In S.I units, $$k = \frac{\mu_{0}}{4\pi}$$
where , $\mu_{0}$ is called absoulte permeability of free space i.e . vacuum.
Hence , equ (i) becomes
$$dB = \frac{\mu_{0}}{4\pi}. \frac{Idlsin\theta}{r^{2}}$$
Value of $\mu_{0}$ in S.I units = $4\pi \times 10^{-7} Tm A^{-1}$ or $Wb m^{-1} A^{-1}$
$$\frac{\mu_{0}}{4\pi} = 10^{-7} TmA^{-1}$$
Biot-Savart's Law in Vector form :
If we consider length of element as $\overrightarrow{dl}$ , distance of point P as displacement vector $\overrightarrow{r}$ and unit vector along CP as $\hat{r}$ , then
$$\overrightarrow{dB} = \frac{\mu_{0}}{4\pi}. \frac{I\overrightarrow{dl}\times \hat{r}}{r^{2}}$$
now
$$\overrightarrow{r} = \left| \overrightarrow{r} \right|\hat{r}$$
$$\hat{r} = \frac{\overrightarrow{r}}{\left| \overrightarrow{r} \right|} = \frac{\overrightarrow{r}}{r}$$
$$\overrightarrow{dB} = \frac{\mu_{0}}{4\pi}. \frac{I\overrightarrow{dl}\times \overrightarrow{r}}{r^{3}}$$
Magnitude of the Strength of the magnetic field is given by :
$$\left| \overrightarrow{dB} \right| = \frac{\mu_{0}}{4\pi}. \frac{\left|I\overrightarrow{dl}\times \overrightarrow{r} \right|}{r^{3}}$$
Direction of $\overrightarrow{dB}$ is same as that of direction of $\overrightarrow{dl}\times \overrightarrow{r}$ which can be determinded by using Rigth Handed Screw Rule for the vector - product.

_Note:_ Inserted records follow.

PR #8027, opened 2018-03-13
Fix issue 18504 - Generate unwind tables for halting functions

LemonBoy:
I think #7333 heuristic is too eager.


JinShil (approved):

JinShil:
LGTM, but I'm not really qualified.  @WalterBright or @ibuclaw, please review.

WalterBright:
When creating a PR to fix a bugzilla issue, please post a link to the PR in the issue. This is so that someone browsing bug reports will know if and where a PR for it is.

WalterBright (approved):

ibuclaw:
Why is this information in the frontend? This is a backend check, and dmd specific.

WalterBright:
All it does is set a flag, which is then used by the glue code and back end.

PR #8028, opened 2018-03-13
Optimize away trivial CondExp expressions

LemonBoy:


ibuclaw:
Wouldn't the backend do this anyway?

LemonBoy:
> Wouldn't the backend do this anyway?

It depends on which backend we're talking about, as shown in #8007 dmd doesn't do that and I think this optimization is better suited in the frontend since we have more informations about e1/e2/econd.

WalterBright:
As I recommended before, this should go in the backend in `cgelem.c`. Reasons:

1. cgelem.c is packed with such patterns.
2. compilers normally do this sort of thing in the back end - as I'm sure gdc and ldc do already
3. the optimizer reshuffles code a lot, and these usually produce new opportunities for optimization. Doing it in the front end will not cover new opportunities.
4. the intermediate representation is far simpler than D AST code is, hence far less opportunities for bugs
5. do we really want some patterns in the front end and some in the back end? I don't think so.
6. the back end has enough information to do this.

WalterBright:
BTW, I made a huge mistake with dmd by putting the inliner in the front end. It should go in the back end. Reasons 1..6 apply in spades.

LemonBoy:
Not so fast, don't forget that the intermediate representations is much simpler as is dumber.
Consider the following piece of code:
```d
bool f1(ulong i) pure nothrow
{
    return (i != 0);
}
int f2(ulong i)
{
    return f1(i) ? 'A' : 'A';
}
```
While `hasSideEffect` is able to infer `f1` is side-effect free thanks to the additional metadata available at the AST level you can also notice `el_sideeffect` is not able to do so (Unless you manage to have the compiler to inline it).

You may also notice how well `f1` is optimized :)

```objdump
48 89 7d f8          mov    QWORD PTR [rbp-0x8],rdi
48 89 7d f8          mov    QWORD PTR [rbp-0x8],rdi
48 0f 95 c0          rex.W setne al
```

WalterBright:
> el_sideeffect is not able to do so

It is. There's a `OPcallns` in the intermediate code which is a function call with no side effects.

LemonBoy:
I just checked and here's the result:
```
el:0x55b6ae3cd140 cnt=0 call  TYbool 0x55b6ae3cd010 0x55b6ae3cd1a0
 el:0x55b6ae3cd010 cnt=0 var  TYD func  _D5r_QKa2f1FNaNbmZb
 el:0x55b6ae3cd1a0 cnt=0 var  TYuns long long  i
el_sideeffect(e->E1) = 1
el_match(e->E2->E1, e->E2->E2) = 1
```

> the optimization of f1(i) ? 'A' : 'A' should be f1(i), 'A'

Yes, I agree.

LemonBoy:
After some digging the `OPcall` there is due to the `global.params.useAssert` check in `e2ir.d`, that's why I think this small optimization can be done in the frontend.

WalterBright:
Yes, it can be done in the front end. But there needs to be a compelling reason why it should be, as opposed to where all the other optimization patterns are done.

Therefore , at point P , direction of $\overrightarrow{dB}$ is perpendicular to the plane containing $\overrightarrow{dl}$ and $\overrightarrow{r}$ and is directed into plane of paper and represented by $\otimes$.
The resultant magnetic field at point P due to the whole conductor can be obtained by intergrating equ (iv) over the whole conductor.